Cerramientos

Es una dificultad que los llamados "lotes de engorde" sean mantenidos limpios y debidamente cercados por sus propietarios, que, muchas veces, no se sabe quiénes son para evitar cumplir con esta labor social; en cambio, existe la tendencia a correr las cercas cuando se desarrolla una obra como una carretera o una calle que pasa por los límites de una propiedad, finca o casa, que antes de lo que "canta un gallo", tiene corridos los alambres o paredes, reduciendo el espacio vital para el uso de todos.

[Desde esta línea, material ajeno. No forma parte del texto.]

PR #462, opened 2020-02-05
Correctly handle source element id change

barmac:
Related to https://github.com/camunda/camunda-modeler/issues/1679

Requires https://github.com/bpmn-io/dmn-js/pull/461


barmac:
@nikku Not sure why the CI status is _Pending_, as you can clearly see on Travis that the build passed.

packages/dmn-js-drd/src/features/modeling/behavior/index.js
```diff
@@ -1,14 +1,18 @@
...
 
 export default {
   __init__: [
     'createConnectionBehavior',
+    'idChangeBehavior',
     'replaceConnectionBehavior',
     'replaceElementBehavior'
   ],
   createConnectionBehavior: [ 'type', CreateConnectionBehavior ],
+  'idChangeBehavior': [ 'type', IdChangeBehavior ],
```
nikku: Why do we add the ticks `''` here?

Es algo que no debería suceder, por cuanto el área disponible, tanto rural como urbana, en los municipios del departamento de Córdoba y las sabanas de Sucre y Bolívar, por su extensión como un recurso abundante, debe tener las más amplias carreteras, avenidas, calles y casas, adecuadas para el calor del trópico, que dejarían sin piso alguno los reclamos por pequeñas franjas de tierra, como si este fuera el principal factor de producción. La historia es que el estilo colonial de callecitas y calles de Cartagena y los asentamientos de esa época se replicaron durante siglos en el resto del país y, cuando llegó la nueva institucionalidad con el tránsito de lo rural a lo urbano en la segunda mitad del siglo XX, el dominio ahora del centro del país con Bogotá a la cabeza nos trasladó a la Costa las llamadas "cajitas de fósforo", que en Montería fueron los barrios La Pradera, La Ribera, El Puente, áreas reducidas para las inclemencias del clima. Proceso que no ha sido tomado con responsabilidad por las administraciones públicas, por cuanto la carencia de viviendas en el país es elevada, un total de 1.268.000, mientras que en Montería se estima un número de 65.000 viviendas entre nuevas y las que requieren adecuaciones para su habitabilidad, parte de lo cual está ligado al entorno, por cuanto un porcentaje alto de las calles de Montería carece de pavimento y los vecinos cercan los corredores como parte de sus casas. En este punto entran otras variables como la inexistencia de vías arterias con sus dobles calzadas y sus carriles, no de pintura, para ciclistas y andenes amplios para los peatones, que no se proyectan en el horizonte, sino que se está utilizando lo construido hace más de diez años y estrechándolo con ciclovías dentro de las mismas calzadas, con tachas y bolardos que no son utilizados por "nadie", por el riesgo que implica su uso en una vía congestionada. Este cerramiento no es solución; por el contrario, es más congestión y reducción del espacio, y así como hay que diseñar el alcantarillado pluviométrico de Montería, es necesario que su sistema vial se modernice, para que haga frente a la "avalancha" de turistas que nos seguirá llegando, ahora con la internacionalización del aeropuerto y la agenda 2052 que estamos vendiendo.